Source information
_ _ _ _
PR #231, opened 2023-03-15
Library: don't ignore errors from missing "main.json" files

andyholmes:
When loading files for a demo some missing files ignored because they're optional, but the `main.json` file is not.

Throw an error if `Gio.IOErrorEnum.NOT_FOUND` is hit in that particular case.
_ _ _ _
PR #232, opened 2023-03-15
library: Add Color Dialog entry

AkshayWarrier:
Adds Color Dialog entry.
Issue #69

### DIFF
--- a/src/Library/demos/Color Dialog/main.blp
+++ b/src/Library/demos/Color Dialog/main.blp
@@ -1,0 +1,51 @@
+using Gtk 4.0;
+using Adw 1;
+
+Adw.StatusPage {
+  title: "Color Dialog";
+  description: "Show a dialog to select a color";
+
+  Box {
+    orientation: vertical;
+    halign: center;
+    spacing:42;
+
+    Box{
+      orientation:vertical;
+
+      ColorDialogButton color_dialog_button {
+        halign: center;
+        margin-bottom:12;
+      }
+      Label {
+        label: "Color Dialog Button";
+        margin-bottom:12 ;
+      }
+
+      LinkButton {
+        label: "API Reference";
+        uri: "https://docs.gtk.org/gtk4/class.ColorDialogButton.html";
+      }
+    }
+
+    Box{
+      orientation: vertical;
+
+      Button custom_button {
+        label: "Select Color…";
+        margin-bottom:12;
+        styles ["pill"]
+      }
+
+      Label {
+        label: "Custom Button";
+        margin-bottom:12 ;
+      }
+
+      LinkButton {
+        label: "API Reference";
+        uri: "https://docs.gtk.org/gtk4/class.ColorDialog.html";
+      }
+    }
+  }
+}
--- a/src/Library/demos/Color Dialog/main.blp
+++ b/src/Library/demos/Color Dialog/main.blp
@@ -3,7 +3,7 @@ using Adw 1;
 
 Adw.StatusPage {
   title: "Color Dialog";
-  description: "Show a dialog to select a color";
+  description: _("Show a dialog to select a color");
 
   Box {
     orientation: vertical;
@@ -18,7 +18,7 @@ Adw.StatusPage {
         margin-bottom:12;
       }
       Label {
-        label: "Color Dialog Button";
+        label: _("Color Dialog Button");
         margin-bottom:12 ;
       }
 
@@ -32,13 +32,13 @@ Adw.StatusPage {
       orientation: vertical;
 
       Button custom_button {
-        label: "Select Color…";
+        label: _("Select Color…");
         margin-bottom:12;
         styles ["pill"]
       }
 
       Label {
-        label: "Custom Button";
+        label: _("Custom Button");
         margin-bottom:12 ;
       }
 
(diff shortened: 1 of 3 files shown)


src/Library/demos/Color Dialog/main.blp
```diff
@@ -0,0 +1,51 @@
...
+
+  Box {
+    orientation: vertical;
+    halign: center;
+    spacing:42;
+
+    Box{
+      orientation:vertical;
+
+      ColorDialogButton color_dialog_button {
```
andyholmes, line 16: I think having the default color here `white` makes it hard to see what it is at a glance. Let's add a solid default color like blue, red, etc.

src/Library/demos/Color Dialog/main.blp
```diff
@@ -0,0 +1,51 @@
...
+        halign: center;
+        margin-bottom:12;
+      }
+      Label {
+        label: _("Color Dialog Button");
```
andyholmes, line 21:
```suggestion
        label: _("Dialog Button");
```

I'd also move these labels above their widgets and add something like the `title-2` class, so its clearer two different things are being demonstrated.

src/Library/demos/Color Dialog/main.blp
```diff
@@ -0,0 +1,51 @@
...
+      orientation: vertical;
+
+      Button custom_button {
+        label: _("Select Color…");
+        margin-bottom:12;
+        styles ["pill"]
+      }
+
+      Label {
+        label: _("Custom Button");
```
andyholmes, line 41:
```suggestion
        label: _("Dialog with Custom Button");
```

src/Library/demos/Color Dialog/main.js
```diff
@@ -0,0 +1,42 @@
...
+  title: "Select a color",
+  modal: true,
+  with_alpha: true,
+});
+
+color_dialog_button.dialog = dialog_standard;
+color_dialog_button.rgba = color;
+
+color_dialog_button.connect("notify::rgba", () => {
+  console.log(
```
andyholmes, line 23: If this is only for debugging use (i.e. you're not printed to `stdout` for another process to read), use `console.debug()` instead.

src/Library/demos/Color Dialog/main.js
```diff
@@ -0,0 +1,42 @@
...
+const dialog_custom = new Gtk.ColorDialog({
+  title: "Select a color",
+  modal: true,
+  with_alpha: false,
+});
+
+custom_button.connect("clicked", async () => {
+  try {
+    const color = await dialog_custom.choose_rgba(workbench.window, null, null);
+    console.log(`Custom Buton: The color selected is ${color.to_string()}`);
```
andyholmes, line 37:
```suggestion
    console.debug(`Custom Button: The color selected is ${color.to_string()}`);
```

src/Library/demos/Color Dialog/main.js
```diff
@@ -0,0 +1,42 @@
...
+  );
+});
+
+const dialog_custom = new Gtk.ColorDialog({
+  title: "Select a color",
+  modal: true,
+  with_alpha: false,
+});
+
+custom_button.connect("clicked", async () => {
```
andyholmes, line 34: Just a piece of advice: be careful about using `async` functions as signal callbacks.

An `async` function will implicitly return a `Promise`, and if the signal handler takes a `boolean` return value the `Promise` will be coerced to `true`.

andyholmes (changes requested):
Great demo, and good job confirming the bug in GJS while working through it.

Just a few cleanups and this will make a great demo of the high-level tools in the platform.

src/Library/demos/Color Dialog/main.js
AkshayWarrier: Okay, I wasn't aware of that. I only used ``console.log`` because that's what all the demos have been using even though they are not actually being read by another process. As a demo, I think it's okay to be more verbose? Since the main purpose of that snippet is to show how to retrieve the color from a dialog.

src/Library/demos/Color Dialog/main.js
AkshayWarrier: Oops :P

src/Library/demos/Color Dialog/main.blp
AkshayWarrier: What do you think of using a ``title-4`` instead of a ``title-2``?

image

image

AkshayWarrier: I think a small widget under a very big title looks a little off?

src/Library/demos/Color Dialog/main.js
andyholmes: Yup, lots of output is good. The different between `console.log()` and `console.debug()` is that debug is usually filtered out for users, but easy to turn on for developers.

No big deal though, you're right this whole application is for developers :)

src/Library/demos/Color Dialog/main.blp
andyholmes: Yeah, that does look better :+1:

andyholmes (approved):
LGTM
_ _ _ _
Problem details
From the entries above, copy every line where the word "that" shows up.

Answer space
Throw an error if `Gio.IOErrorEnum.NOT_FOUND` is hit in that particular case.
AkshayWarrier: Okay, I wasn't aware of that. I only used ``console.log`` because that's what all the demos have been using even though they are not actually being read by another process. As a demo, I think it's okay to be more verbose? Since the main purpose of that snippet is to show how to retrieve the color from a dialog.
andyholmes: Yup, lots of output is good. The different between `console.log()` and `console.debug()` is that debug is usually filtered out for users, but easy to turn on for developers.
andyholmes: Yeah, that does look better :+1:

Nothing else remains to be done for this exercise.